The State of California had objected to the use of strict scrutiny review, arguing that because the statute was enacted to protect children, it should only have to meet a rational basis review.  The Ninth Circuit disagreed, noting that the case the State relied upon was based in the U.S. Supreme Court's obscenity jurisprudence, which relates to sex-based expression that is not protected by the First Amendment.  Violent content, in contrast, retains its First Amendment protection.  Id. at 1953.

The Ninth Circuit proceeded to analyze the State's interest, which the State identified as "'preventing psychological or neurological harm to minors who play violent video games.'"  Id. at 1957 (quoting the statute).  The court noted that it was important to distinguish between a legitimate interest in protecting minors from neurological harm and an illegitimate interest in controlling their thoughts.  The State put forth experts who relied on a number of studies, but those studies did not establish proof of a negative neurological effect on minors who played violent video games.  Rather, they noted the "relative paucity of the video game literature" and conceded that that literature "is not sufficiently large to conduct a detailed meta-analysis."  Id. at 1960.  Moreover, the studies only documented, at best, a correlation between exposure to violent media and the exhibition of hostility or aggression, they did not document a causal effect.  Id. at 1961-63.  The Ninth Circuit concluded that the State failed to meet its burden to demonstrate a compelling interest that could be met by the statute.

The Ninth Circuit then proceeded to the second step of the analysis:  whether the statute was narrowly tailored to meet the governmental interest and there were no less restrictive means for doing so.  This is where the State's case really crumbled.  The video game industry engages in self-regulation through the Entertainment Software Rating Board ("ESRB"), an independent body that rates video game content with one of six age-specific ratings, from "Early Childhood" to "Adults Only."  Id. at 1946.  It also assigns each game at least one of roughly 30 content descriptors, including "Cartoon Violence," "Intense Violence," "Crude Humor," "Blood and Gore," and "Sexual Violence."  Id. at 1947.  Thus, parents are able to easily monitor the content of games their children may ask for.  The State argued that this voluntary system of self-regulation did not sufficiently keep mature-rated games out of the hands of minors.  But in touting the superiority of its statute, the State simply missed the point:

Further, the State does not acknowledge the possibility that an enhanced education campaign about the ESRB rating system directed at retailers and parents would help achieve government interests. . . .  The State appears to be singularly focused on the "most effective" way to further its goal, instead of the "least restrictive means," and has not shown why the less restrictive means would be ineffective.

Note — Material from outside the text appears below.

PR #69, opened 2022-08-26
Fix CMake minimum required version

hebasto:
The "C++17" value of the [`CXX_STANDARD`](https://cmake.org/cmake/help/latest/prop_tgt/CXX_STANDARD.html) target property, which was introduced in chaincodelabs/libmultiprocess#25, is available in CMake 3.8 and newer.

Id. at 1964 (citations omitted).  Thus, the Ninth Circuit held that the statute also failed the "less restrictive means" prong of the First Amendment analysis.

The Ninth Circuit's recent decision is a strong reminder that where industries engage in effective self-regulation and take care to accommodate consumers' concerns about their products and advertising, the First Amendment can be an important guardian against the inclination of many well-meaning individuals to have government dictate speech content under the guise of "protecting" the public interest.